# E Brake Bang



## Shortyno10 (Dec 25, 2009)

hey guys. is the e brake suppost to engage like a normal one nice and smooth? cause when im goin 3mph or faster and pull the e brake its bangs and jerks the car when it barely starts to engage. also, im hearing some kind of metal rubbing sound from the right rear of the car. i took the wheel off to inspect and didnt find anything out of the norm. the brake pads were brand new. maybe its the e brake shoes, but the rotor looks heat spotted pretty bad. any suggestions?


----------



## 6point0 goat (Aug 1, 2009)

yeah i guess thats normal for the e-brakes cuz mine does the same thing. as u pull it up, even if its REALLY slowly, it engages at one time not gradually like most cars. and as for the metal rubbing noise, i hear it to but i can tell if its from the front or the rear or which side its comin from. i wonder wat it is but i dont think its a major problem because it doesnt feel like the car is trying to be dragged to stop or anything wen i roll at around 5 mph. anyone got any ideas??


----------



## AlaGreyGoat (Jul 6, 2006)

I think ours are Parking Brakes, not Emergency Brakes,
They look like they were made for a golf cart, not a
3700 lb Hot Rod.

Larry


----------



## Shortyno10 (Dec 25, 2009)

so i guess it is normal it to bang when it engages. are the pads prone to dragging? it also seems like only the right rear parking brake is working


----------



## Razz2o4 (Dec 5, 2006)

Its all or nothing.

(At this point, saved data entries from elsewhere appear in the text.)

PR #7, opened 2019-08-21
Add composer.json & propose Packagist release

kadamwhite:
Hello, and thank you for writing a useful plugin!

I am trying to use this plugin within one part of a highly nested, Composer-managed build process for a WP site, and I'm currently unable to do so because I cannot depend on this package via Composer — only the root package can add repository metadata to the collection of known packages, so neither a direct GitHub reference nor the excellent [WPackagist](https://wpackagist.org) service work in a highly nested dependency. We would therefore ideally be able to pull this plugin down from [Packagist](https://packagist.org) directly.

This PR introduces a `composer.json` in the hopes that you might be able to merge this and publish the plugin directly to Packagist.org.

Fingers crossed, and thanks again!


darylldoyle:
Hi @kadamwhite,

Thanks for the PR 🙂 

I see no reason I can't do that for you. I'll get this merged and added to Packagist this evening. I'll update the PR on your side when this is done!

Cheers!

kadamwhite:
Thank you very much!

PR #8, opened 2019-10-31
Rename licence.txt to license.txt

ge0ffray:


jeffpaul:
This naming format more closely matches our 10up standard.

PR #11, opened 2020-05-06
Only attempt to parse dimensions if numeric

joehoyle:
Currently images uploaded with `width="100%"` attributes will get parsed as `100`, so the dimentions are incorrect. Given the following image:

```
<svg xmlns="http://www.w3.org/2000/svg" xmlns:xlink="http://www.w3.org/1999/xlink" xmlns:serif="http://www.serif.com/" width="100%" height="100%" viewBox="0 0 500 250"
```

Will result in an image which is `100 x 100`, but we actually want it to be parsed as `500 x 250`.

### DIFF
--- a/safe-svg.php
+++ b/safe-svg.php
@@ -426,7 +426,7 @@ if ( ! class_exists( 'safe_svg' ) ) {
             $height = 0;
             if ( $svg ) {
                 $attributes = $svg->attributes();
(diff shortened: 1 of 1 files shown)


darylldoyle:
Hi @joehoyle 👋 

Good catch there, not too sure how I managed to miss that happening. Thanks for the PR, it's much appreciated! 

I'll get a new release, including this, tagged this evening 🙂

PR #12, opened 2021-02-04
PHP 8.0: libxml_disable_entity_loader function is deprecated

amdd-tim:
commit checks PHP and LIBXML_VERSION before calling libxml_disable_entity_loader.

Feel free to noodle how you see fit. I was getting a fatal error on my Kinsta install, so I had to make the change anyway. See https://php.watch/versions/8.0/libxml_disable_entity_loader-deprecation for further insight.

### DIFF
--- a/lib/vendor/enshrined/svg-sanitize/src/Sanitizer.php
+++ b/lib/vendor/enshrined/svg-sanitize/src/Sanitizer.php
@@ -245,8 +245,11 @@ class Sanitizer
      */
     protected function setUpBefore()
     {
-        // Turn off the entity loader
-        $this->xmlLoaderValue = libxml_disable_entity_loader(true);
+        
+        if (\PHP_VERSION_ID < 80000 && \LIBXML_VERSION < 20900) {
+            // Turn off the entity loader
+            $this->xmlLoaderValue = libxml_disable_entity_loader(true);
+        }
 
         // Suppress the errors because we don't really have to worry about formation before cleansing
         libxml_use_internal_errors(true);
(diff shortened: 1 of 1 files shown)


darylldoyle (dismissed):
This looks good to me

iamdharmesh:
Hi @jeffpaul ,

Changes in PR looks good to me. but changes are made in `lib/vendor/enshrined/svg-sanitize` folder, so, the best way is fix this issue at the package level and update the package here with `composer update`. 

Issue is already fixed in the composer package with this PR https://github.com/darylldoyle/svg-sanitizer/pull/45/files. So, better to fix this issue with `composer update`. but package requires a minimum PHP7.0 (https://github.com/darylldoyle/svg-sanitizer/blob/master/composer.json#L27) while this plugin has support for PHP 5.6 & greater.

So, can you please suggest on can we proceed with merge this PR or should go with updating the package?

darylldoyle:
Good catch @iamdharmesh! 

@jeffpaul I can check if the lib will run on 5.6 still, but I've got a feeling I dropped support to use new features. If it doesn't I wonder if it'd be worth upping the min PHP version for the plugin to PHP 7? Whilst [core still supports 5.6](https://make.wordpress.org/core/handbook/references/php-compatibility-and-wordpress-versions/), breaking away from the underlying library will create a huge amount of overhead on the project as we'd need to manually patch everything from upstream.

jeffpaul:
@darylldoyle @iamdharmesh bumping PHP minimum seems fine, though we'll want to clearly call that out in the changelog and in an upgrade notice in the readme.txt file.  Anyone running a lower PHP version should be blocked by WP core in attempting to update but we should still clearly call out the change so folks are aware.

iamdharmesh:
Thanks for feedback @jeffpaul @darylldoyle ,
I will close this PR and will create a new issue for updating the composer package and bumping PHP minimum version.

iamdharmesh:
Closing this PR as this fix will be addressed with #17

PR #19, opened 2022-01-07
Bug fixes relating to image dimensions

### LINKED ISSUE #15: Two bug fixes relating to image dimensions
I see you're possibly releasing a new version shortly, so I thought I'd highlight two bug fixes that really need to be in it. Given the plugin hasn't been updated in ages, I've been hacking them into versions I install, so don't want them to go back to being broken on upgrade.

a) https://wordpress.org/support/topic/1-9-9-doesnt-return-correct-width-and-height/

A missing string cast causes dimensions to be lost from some SVGs.

b) https://wordpress.org/support/topic/square-svgs-are-totally-broken-in-chrome/

A bug with srcsets breaks square SVGs entirely in Chrome.

mehulkaklotar:
### Requirements

- Remove double slashes in the file url when rendered
- A missing string cast causes dimensions to be lost from some SVGs.
- A bug with srcsets breaks square SVGs entirely in Chrome. - We will not fix it as it crosses with WP.

### Description of the Change

- For newer uploads we have fixed the double slash being added in svg file url
- Float value casting fix for svgs when fetching width and height.

### Alternate Designs

No alternate designs.

### Benefits

- SVG uploaded without viewbox will be rendered properly on front end.

### Possible Drawbacks

No drawback.

### Verification Process

- Upload SVG in Media and see that attachment meta has now proper file path which should be `2022/01/FILENAME.svg`
- Float cast of width and height when fetching svg sizes gives correct width and height when rendering.

### Checklist:

### Applicable Issues

#15

### DIFF
--- a/safe-svg.php
+++ b/safe-svg.php
@@ -327,7 +327,7 @@ if ( ! class_exists( 'safe_svg' ) ) {
                 $svg_path               = get_attached_file( $attachment_id );
                 $upload_dir             = wp_upload_dir();
                 // get the path relative to /uploads/ - found no better way:
-                $relative_path = str_replace( $upload_dir['basedir'], '', $svg_path );
+                $relative_path = str_replace( trailingslashit( $upload_dir['basedir'] ), '', $svg_path );
                 $filename      = basename( $svg_path );
 
                 $dimensions = $this->svg_dimensions( $svg_path );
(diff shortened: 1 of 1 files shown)


darylldoyle (approved):
This looks good to me!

Not like those front wheel drive cars where you can pull to the pressure you want trying to do some drifting. Just like AlaGreyGoat said


----------



## Shortyno10 (Dec 25, 2009)

i spose eh. well thanks guys


----------



## MTUGTO (Jan 22, 2010)

Yeah, I pulled the parking brake twice while rolling, never again. It's almost like theres a ton of rust in there and theres a severe lack of modulation left. Never had a manual trans car act like the gto to. I was religious about using the parking brake in the past, to keep it from rusting up and what not, but I've gone back to just parking in first to avoid that plague.


----------